Lì dove la polizia non arriva, ci pensa Google? La storia è destinata a far discutere e arriva dagli Stati Uniti. Un uomo di Houston in Texas è stato arrestato dopo che Mountain View ha mandato una segnalazione al National Center for Missing and Exploited Children segnalando fosse in possesso di materiale pedo pornografico.

“Io non posso sapere cosa quest’uomo abbia nella sua casella di posta. Google può”, ha dichiarato il detective che si è occupato del caso. Dopo che è arrivata la segnalazione il centro per i bambini scomparsi ha, a sua volta, allertato la polizia che ha usato le informazioni per aprire un’indagine. L’uomo era già segnalato per crimini sessuali e una ricerca più approfondita ha portato alla luce altro materiale pedo pornografico sul suo computers. Poi, l’arresto e la cauzione da 200 mila dollari.

 

La vicenda da un lato ha portato alla luce un elemento interessante. Da un lato la tecnologia permette di catturare questi criminali in modo più veloce ma dall’altro le nuove policy in materia di immagini sui minori aprono nuovi scenari sulla privacy degli utenti.

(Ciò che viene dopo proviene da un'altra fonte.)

PR #2253, opened 2021-11-09
Specify which suffixes to remove in PPRL docs

### LINKED ISSUE #2285: Specify which suffixes to remove in PPRL docs
To improve consistency between state [PPRL](https://github.com/18F/piipan/blob/dev/docs/pprl.md#1-validation-and-normalization) implementations, we should be more specific about which Suffixes should be removed in last names. We can use the [set](https://github.com/18F/piipan/blob/dev/shared/src/Piipan.Shared/Deidentification/NameNormalizer.cs#L34) used in our own Normalization library.

echappen:
Closes #2285


docs/pprl.md
```diff
@@ -23,7 +23,10 @@ Finally, in order for exact matching against de-identified PII to be effective,
 Participant's Last name must be normalized and validated in accordance with these **ordered** rules. These transformations assume ASCII-encoded input.
 
 1. Convert to lower case
-1. Remove any suffixes (e.g.; `junior`, `jnr`, `jr`, `jr.`, `iii`, etc.)
+1. Remove suffixes:
+    1. Roman numerals I-IX
```
kingcomma, line 27:
```suggestion
    1. Roman numerals i-ix
```
It's a little unexpected, but since the name will be lowercase at this point I'm wondering if it makes sense to use the lowercase numerals here?

kingcomma (approved):
👍 Thanks for doing this so quickly!

One more chore/request: could you create an issue, associated it with this PR, and put it in this sprint's project?

echappen:
Done!

Issue #2023, opened 2021-11-01
Placeholder for security issues


cjhskippy:
- [x] Cookie Not Marked as Secure
- [x] Missing X-Frame-Options Header - Dashboard
- [ ] ~~Weak Ciphers Enabled~~ (now issue #2317)
- [x] [Possible] Phishing by Navigating Browser Tabs

PR #2255, opened 2021-11-09
Force antiforgery cookies to be https-only

echappen:
Addresses "Cookie Not Marked as Secure" item in #2023 

Analysis from ISO stated "The .AspNetCore.Antiforgery.9fXoN5jHCXs cookie has been marked as httponly with no secure flag" on the dashboard and query tool apps.

To solve this, we force Antiforgery to always use secure cookies at application startup.


dashboard/src/Piipan.Dashboard/Startup.cs
```diff
@@ -64,6 +65,10 @@ public void ConfigureServices(IServiceCollection services)
                 var mockFile = $"{_env.ContentRootPath}/mock_user.json";
                 services.UseJsonFileToMockEasyAuth(mockFile);
             }
+
+            services.AddAntiforgery(options => {
+                options.Cookie.SecurePolicy = CookieSecurePolicy.Always;
+            });
```
edwintorres, line 71: I'm reviewing [this documentation](https://docs.microsoft.com/en-us/aspnet/core/security/anti-request-forgery?view=aspnetcore-3.1) to see if we need more options.

edwintorres (approved):

PR #149, opened 2022-02-09
Enforce that FormulaTypeJsonConverter is one-way

lesaltzm:
We shouldn’t be getting types into powerfx via JSON generally, we have a cleaner C# api for constructing types. This is only used for notifying clients of the types. Move to throwing an exception instead of allowing reads using this serializer.


Shpakh-MSFT (approved):
:shipit:

PR #150, opened 2022-02-09
Add new TexlNode for string interpolation

bryancroteau-MSFT:
Initial work on a new TexlNode for string interpolation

Google infatti di recente ha compiuto due passi importanti. Da  un lato ha dichiarato guerra alla pedofilia con una serie di modifiche sugli algoritmi, introducendo una nuova tecnologia che permette di individuare immagini e filmati (ne avevamo parlato qui) e dall’altro ha modificato le sue condizioni di utilizzo, avvertendo gli utenti che il contenuto dei servizi offerti da Google può essere tracciato. Ma non specifica né il tipo di contenuto, né il servizio nello specifico. Inoltre non fornisce indicazioni sul tipo di tecnologia usata per individuare il materiale pedo pornografico.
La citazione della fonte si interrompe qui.